I am trying to prove that mollified functions (as defined on p.31 of Showalter's book Hilbert Space Methods in PDEs) are smooth ($C^\infty$). I am not sure how to conclude the proof (in particular, I don't see how to go from my last line to concluding that $f_\epsilon \in C^\infty (\mathbb R^n$)) , and I also would appreciate any critique of my work-in-progress proof- something feels wrong here. I summarize the needed definitions and the proposition:
For $\epsilon > 0$, suppose $\varphi_\epsilon$ is $C^\infty$ on $\mathbb{R}^n$ and has compact support, along with the following properties: $\varphi_\epsilon \geq 0$, $\text{supp}(\varphi_\epsilon) \subset \{x \in \mathbb{R}^n:|x| \leq \epsilon\},$ and $\int \varphi_\epsilon = 1$. Let $f \in L^1 (G)$ where $G$ is open in $\mathbb{R}^n$ and define the mollified function $$f_\epsilon (x) = \int_{\mathbb{R}^n} f(x-y) \varphi_\epsilon (y) dy, x \in \mathbb{R}^n.$$ Then for each $\epsilon > 0, f_\epsilon \in C^\infty (\mathbb{R}^n)$.
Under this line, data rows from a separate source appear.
PR #379, opened 2026-05-13
Optimize permutation and logup commitments

### LINKED ISSUE #378: Optimize permutation and logup commitments
Permuation and Logup polynomils are not random, they have some structure.
We can take advantage of this structure to get more sparse MSMs when committing.

davidnevadoc:
## Summary
Change the base of permutation and logup polynomials before commiting to get a sparser representation before running the MSM. These commitments are a significant % of proving time ( need to get updated profiling), so improvements here have noticeable impact on overall proving time.

## Performance

To check performance, run
  1. `./bench_commits.sh compile`
  2. Disable turbo for more consistent measurements: `echo 1 | sudo tee /sys/devices/system/cpu/intel_pstate/no_turbo`
      (Your machine may need a slightly different command, ask claude)
  3. `./bench_commits.sh run`
 
This optimization may be a bit more impactful when turbo is disabled.

| Commit       | What's enabled                                       | bitcoin_sig (k=15)        | Δ vs base                | cred_full (k=17)          | Δ vs base                  |
|:-------------|:-----------------------------------------------------|:-------------------------:|:------------------------:|:-------------------------:|:--------------------------:|
| `08800448`   | bench harness only (baseline)                        | **2367.80 ms** (sd 4.2)   | —                        | **9184.59 ms** (sd 25.8)  | —                          |
|  `15d2938` | + Δ on `perm_z` + `multiplicities`                   | **2156.25 ms** (sd 14.3)  | **−211.6 ms / −8.93%**   | **8387.39 ms** (sd 24.5)  | **−797.2 ms / −8.68%**     |
| **`95472c2`** | **+ Δ² wired for `logup_aggregator`**              | **2047.35 ms** (sd 9.2)   | **−320.5 ms / −13.53%**  | **7779.43 ms** (sd 28.2)  | **−1405.2 ms / −15.30%**   |

## TODO
 - [x] Update changelogs
 - [x] Drop benchmark commits


proofs/src/poly/kzg/params.rs
```diff
@@ -22,10 +22,31 @@ use crate::{
...
 
+/// Builds the suffix-sum of an affine SRS: `out[i] = sum_{j=i}^{n-1} input[j]`.
+///
+/// Accumulate in projective coordinates (one curve add per step) and batch-normalise
+/// to affine at the end. n-1 projective adds + one O(n) batch_normalise.
+fn suffix_sum<C: CurveAffine>(input: &[C]) -> Vec<C> {
+    let n = input.len();
+    if n == 0 {
+        return Vec::new();
+    }
```
miguel-ambrona: Will we ever give an empty input? I guess this is fine, probably better than panicking, but I guess we won't use it.

proofs/src/poly/mod.rs
```diff
@@ -52,6 +52,8 @@ pub enum PolynomialBasis {
     Lagrange,
     /// Lagrange basis over an extended coset domain.
     ExtendedLagrange,
+    /// Contiguous friendly = Lagrange where b_i := a_i - a_(i-1)
```
miguel-ambrona: This comment could be revisited. Please, add more details.

proofs/src/poly/mod.rs
```diff
@@ -184,6 +186,43 @@ impl PolynomialRepresentation for ExtendedLagrangeCoeff {
...
+    fn k<F: WithSmallOrderMulGroup<3>>(evaluation_domain: &EvaluationDomain<F>) -> u32 {
+        evaluation_domain.k()
+    }
+
+    fn coeff_to_self<F: WithSmallOrderMulGroup<3>>(
+        _evaluation_domain: &EvaluationDomain<F>,
+        _poly: Polynomial<F, Coeff>,
+    ) -> Polynomial<F, Self> {
+        unimplemented!("LagrangeDelta is constructed from LagrangeCoeff via `into_delta`.")
+    }
```
miguel-ambrona, line 233: Well, you could convert to Lagrange and then into_delta. But I guess failing is better to force us think of the actual conversions where needed.

proofs/src/poly/mod.rs
```diff
@@ -184,6 +186,43 @@ impl PolynomialRepresentation for ExtendedLagrangeCoeff {
...
+
+    fn g_coset<F: WithSmallOrderMulGroup<3>>(_evaluation_domain: &EvaluationDomain<F>) -> F {
+        F::ONE
+    }
```
miguel-ambrona, line 278: Is this right? Should this be unimplemented too?

proofs/src/poly/mod.rs
```diff
@@ -192,6 +231,58 @@ pub struct Polynomial<F, B> {
     pub(crate) _marker: PhantomData<B>,
 }
 
+impl<F: Field> Polynomial<F, LagrangeCoeff> {
+    /// Convert a Lagrange-form polynomial into its delta encoding,
+    /// `b_0 = a_0`, `b_i = a_i - a_{i-1}`, in place.
```
miguel-ambrona: specify, for all i > 0?

proofs/src/poly/mod.rs
```diff
@@ -192,6 +231,58 @@ pub struct Polynomial<F, B> {
...
+    pub fn into_delta(mut self) -> Polynomial<F, LagrangeDeltaCoeff> {
```
miguel-ambrona: This mutates self, shall the doc mention it or not since it is implied by the fn signature?

proofs/src/poly/mod.rs
```diff
@@ -192,6 +231,58 @@ pub struct Polynomial<F, B> {
...
+        for i in (1..self.values.len()).rev() {
+            let prev = self.values[i - 1];
+            self.values[i] -= prev;
```
miguel-ambrona: Is the auxiliary variable needed?

proofs/src/poly/mod.rs
```diff
@@ -192,6 +231,58 @@ pub struct Polynomial<F, B> {
...
+        }
+        Polynomial {
+            values: self.values,
+            _marker: PhantomData,
+        }
+    }
+
+    /// Borrowing variant of [`Self::into_delta`]: produce the delta
+    /// encoding in a freshly allocated buffer, leaving `self` untouched.
```
miguel-ambrona: Is `into_` vs `to_` the standard terminology for such difference?

Would `_inplace` make sense?

proofs/src/poly/mod.rs
```diff
@@ -192,6 +231,58 @@ pub struct Polynomial<F, B> {
...
+            out.push(self.values[0]);
+        }
+        for i in 1..n {
+            out.push(self.values[i] - self.values[i - 1]);
+        }
+        Polynomial {
+            values: out,
+            _marker: PhantomData,
+        }
+    }
```
miguel-ambrona, line 336: Is this more efficient than cloning and then calling the inplace version?

proofs/src/poly/mod.rs
```diff
@@ -192,6 +231,58 @@ pub struct Polynomial<F, B> {
...
+}
+
+impl<F: Field> Polynomial<F, LagrangeDeltaCoeff> {
+    /// Inverse of `into_delta`: prefix-sum the deltas back to Lagrange form,
+    /// `a_0 = b_0`, `a_i = a_{i-1} + b_i`, in place.
+    pub fn into_lagrange(mut self) -> Polynomial<F, LagrangeCoeff> {
+        for i in 1..self.values.len() {
+            let prev = self.values[i - 1];
+            self.values[i] += prev;
```
miguel-ambrona, line 348: Is the aux variable `prev` necessary?

proofs/src/poly/mod.rs
miguel-ambrona: Also, if the function is inplace, why bother returning a Polynomial? This could return unit.

bench_commits.sh
```diff
@@ -35,9 +35,9 @@ REPO_ROOT=$(git rev-parse --show-toplevel)
 # entries in zk_stdlib/Cargo.toml) but no perf-relevant change. Each
 # subsequent entry should be a successive perf-relevant commit.
 COMMITS=(
-    # <baseline-sha>   # bench infrastructure on top of main, no perf change.
-    # <delta-sha>      # LagrangeDelta wired for perm_z + multiplicities.
-    # <ddelta-sha>     # LagrangeDoubleDelta wired for logup_aggregator.
+ 08800448 # bench infrastructure on top of main, no perf change.
+ 244952e7 # LagrangeDelta wired for perm_z + multiplicities.
+ 1c364bb8 # LagrangeDoubleDelta wired for logup_aggregator.
 )
```
miguel-ambrona: Do we wanna merge this?

miguel-ambrona (dismissed):
Amazing! It is impressive that you keep coming up with such massive optimizations.

I leave some minor comments, most of them (on `delta`) apply to the `double_delta`.

bench_commits.sh
davidnevadoc: No, this will get dropped, together with the benchmarks

proofs/src/poly/mod.rs
davidnevadoc: I don't know. The difference will be minimal anyways so I think we should choose the clearer option.
Cloning + in-place is quite clean, but it may be worse from the prover perspective... 🤔
On the other hand, if in the future the prover does not need to use the lagrange version further down the protocol, he may easily drop the clone. Do we want to give the prover code the power / responsibility to handle memory in this sense?

proofs/src/poly/mod.rs
davidnevadoc: To the first comment, it is implicit because it takes `mut self` and because of the `into_` prefix. To the second, is convenient to return it because this way we can do things like 
`commit( poly.into_delta())`.

proofs/src/poly/mod.rs
davidnevadoc: No, but honestly I can't fully understand why. The error is:
`cannot borrow `self.values` as immutable because it is also borrowed as mutable`

proofs/src/poly/mod.rs
davidnevadoc: I think it is. I believe `into_` means the input will get consumed. I am not sure if `to_` carries some strict implications.

proofs/src/poly/mod.rs
davidnevadoc: Yes, see comment above

proofs/src/poly/kzg/params.rs
davidnevadoc: No, but I don't think this hurts performance and the alternative is panicking so I think it is fine

proofs/src/poly/mod.rs
davidnevadoc: Done

proofs/src/poly/mod.rs
davidnevadoc: Yes. I don't like this trait very much, in some aspects I find it is not general or expressive enough, and in others it is weirdly specific.

proofs/src/poly/mod.rs
davidnevadoc: Removed. It is not necessary so better to leave as unimplemented.

proofs/src/poly/mod.rs
davidnevadoc: Done

proofs/src/poly/kzg/params.rs
davidnevadoc: In the end I removed it, since this function should never receive an empty input.

proofs/src/poly/mod.rs
davidnevadoc: I opened an issue to fix this #382.
It may be good to wait for fflonk, in case it needs more changes on how we split and commit to polynomials.

proofs/src/poly/kzg/params.rs
miguel-ambrona: But did you document the panic?

proofs/src/poly/mod.rs
miguel-ambrona: I would clone + inplace.

proofs/src/poly/mod.rs
```diff
@@ -221,11 +229,11 @@ impl PolynomialRepresentation for LagrangeDeltaCoeff {
         _evaluation_domain: &EvaluationDomain<F>,
         _poly: Polynomial<F, Coeff>,
     ) -> Polynomial<F, Self> {
-        unimplemented!("LagrangeDelta is constructed from LagrangeCoeff via `into_delta`.")
+        unimplemented!("LagrangeDelta is constructed from LagrangeCoeff via `to_delta`.")
     }
 
     fn g_coset<F: WithSmallOrderMulGroup<3>>(_evaluation_domain: &EvaluationDomain<F>) -> F {
-        F::ONE
+        unimplemented!()
```
miguel-ambrona: Message? Not necessary though.

miguel-ambrona (dismissed):

proofs/src/poly/mod.rs
davidnevadoc: I decided to go for the borrowing version. Turns out simple allocation is a bit cheaper than cloning. And this way the code in the prover is a bit cleaner.

proofs/src/poly/kzg/params.rs
davidnevadoc: Done now

proofs/src/poly/mod.rs
davidnevadoc: Function removed in favour of the borrowing version.

proofs/src/poly/mod.rs
```diff
@@ -192,6 +231,58 @@ pub struct Polynomial<F, B> {
...
+        if n >= 1 {
+            out.push(self.values[0]);
+        }
+        for i in 1..n {
+            out.push(self.values[i] - self.values[i - 1]);
+        }
+        Polynomial {
+            values: out,
+            _marker: PhantomData,
+        }
```
iquerejeta, line 335: What about 

```suggestion
        let mut out = self.clone();
        out.into_delta()
```

proofs/src/poly/mod.rs
```diff
@@ -266,6 +314,58 @@ impl<F: Field> Polynomial<F, LagrangeCoeff> {
...
+        if n >= 2 {
+            out.push(self.values[1] - self.values[0].double());
+        }
+        for i in 2..n {
+            out.push(self.values[i] - self.values[i - 1].double() + self.values[i - 2]);
+        }
+        Polynomial {
+            values: out,
+            _marker: PhantomData,
+        }
```
iquerejeta, line 335: Ditto, can you do
```suggestion
        let mut out = self.clone();
        out.into_double_delta();
```

iquerejeta (commented):
What is the performance of running the suffix sum? 
```
        let g_lagrange_delta = suffix_sum(&g_lagrange);
        let g_lagrange_double_delta = suffix_sum(&g_lagrange_delta);
```

While it might be cheap, we are adding that to an operation that is essentially free `(read_pk)`. I don't think it'll be an issue, but I'd like to understand what is the cost of it.

davidnevadoc:
> What is the performance of running the suffix sum?
> 
> ```
>         let g_lagrange_delta = suffix_sum(&g_lagrange);
>         let g_lagrange_double_delta = suffix_sum(&g_lagrange_delta);
> ```
> 
> While it might be cheap, we are adding that to an operation that is essentially free `(read_pk)`. I don't think it'll be an issue, but I'd like to understand what is the cost of it.

It's not expensive, but it is significant considering that the rest of `read_pk` is basically free.
I don't have exact numbers but for `k<=18` it could take up to 0.5s.
There are easy ways to mitigate this:
 - Parallelize the prefix sum with a Blelloch scan ( we already did this with good results in the grand product computation)
 - Store them in the SRS,  just as the Lagrange basis
 
 We won't address this issue in this PR, as it needs a some further profiling and discussion. Tracked in #388

proofs/src/poly/mod.rs
davidnevadoc: The inplace versions (`into_`) where removed in favour of these, since the original poly is always needed downstream in the protocol.

proofs/src/poly/mod.rs
davidnevadoc: Same as above

proofs/src/poly/mod.rs
davidnevadoc: The inplace versions (`into_`) where removed in favour of these, since the original poly is always needed downstream in the protocol.

proofs/src/poly/mod.rs
davidnevadoc: Same as above

miguel-ambrona (approved):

Here is my attempt at a proof:
Consider some arbitrary partial derivative $$ D \equiv \frac{\partial^\alpha}{\partial_{x_1}^{\alpha_1} \cdots \partial_{x_n}^{\alpha_n}}$$ of order $\alpha = \sum_{i=1}^n \alpha_i$. We evaluate $$Df_\epsilon (x) = D \int\color{red}{f(x-y)} \varphi_\epsilon (y) dy$$ by defining $s = x-y$ (note that $\frac{\partial s}{\partial x} = 1$) and rewriting as $$Df_\epsilon (x) = D \int f(s) \varphi_\epsilon (x-s) ds = \int f(s) D \varphi_\epsilon (x-s) ds,$$ where the second equality follows from $\varphi_\epsilon$ being smooth. But then we may rewrite this once more as $$\int f(x) D\varphi_\epsilon (x-y) dy = f(x) \int D\varphi_\epsilon (x-y) dy$$.